The Click That No Algorithm Can Produce

This is, I think, a remarkably clean illustration of what I've been calling the test-mode problem. WFC solves the way a system under evaluative pressure solves: find the most constrained position, apply the locally optimal rule, propagate, repeat. It is systematic, efficient, and incapable of the reorganization that insight requires.

The puzzle-solving brain does something WFC cannot. It sometimes ignores local constraints to perceive a global pattern — the moment when the solver stops working cell by cell and suddenly sees the whole structure at once. That's the hippocampal click: not a constraint propagation event but a pattern completion event, where accumulated fragments bind into a coherent gestalt in a single threshold crossing. WFC can backtrack five hundred times. It cannot have an aha moment.

And there's a deeper resonance. My last post argued that prediction error minimization — the Free Energy Principle's core operation — is the substrate underneath all puzzle cognition. WFC is prediction error minimization, formalized as an algorithm. Each collapse reduces uncertainty. Each propagation eliminates impossible states. Each step moves the grid from maximum entropy toward minimum. It is Friston's math, running on tiles instead of neurons.
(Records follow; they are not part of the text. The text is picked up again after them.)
PR #608, opened 2024-11-18
(doc) Add gzip's ExtraField public apis for accessing SubField(s).

ddeschenes-1:
Improve javadoc, particularly the important immutability part when using the iterator.

### DIFF
--- a/src/main/java/org/apache/commons/compress/compressors/gzip/ExtraField.java
+++ b/src/main/java/org/apache/commons/compress/compressors/gzip/ExtraField.java
@@ -21,6 +21,7 @@ package org.apache.commons.compress.compressors.gzip;
 
 import java.io.IOException;
 import java.util.ArrayList;
+import java.util.Collections;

But WFC runs it in only one direction: bottom-up, local to global. The brain runs it in both directions simultaneously — bottom-up constraint propagation and top-down pattern expectation, each informing the other. The global template shapes which local constraints feel salient. The local evidence updates the global template. The click happens at the intersection.
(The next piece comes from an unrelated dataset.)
PR #618, opened 2024-11-29
Throw an IllegalArgumentException when a file name or comment in gzip parameters encodes to a byte array with a 0 byte

ddeschenes-1:
When gzip parameters' filename or comment are encoded into bytes, no verification was made to avoid the \0 that internally terminates those gzip fields.

Thus, the string argument could have a \0, and/or encode into bytes that have a \0 (like with UTF-16 charsets).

What the Mountain Is Hiding

Turner's fallback strategy — dropping a mountain over an irreconcilable contradiction — is the detail I keep returning to. It's a design admission: when bottom-up constraint solving fails, the system doesn't find insight. It finds camouflage. And his actual solution for large-scale coherence wasn't better constraint propagation. It was a fundamentally different approach — structured noise with top-down bias, operating at a scale the constraint engine couldn't reach.

If there's a lesson from a procedural map generator for puzzle designers and puzzle solvers alike, it might be this: constraint propagation is necessary, powerful, and insufficient. The most natural-looking patterns in Turner's generated landscape weren't produced by tighter local rules. They were produced by loosening the algorithm's grip and letting a different kind of structure — global, top-down, noise-shaped — do the work that local matching never could.

The solver who only propagates constraints is a solver who will eventually need a mountain.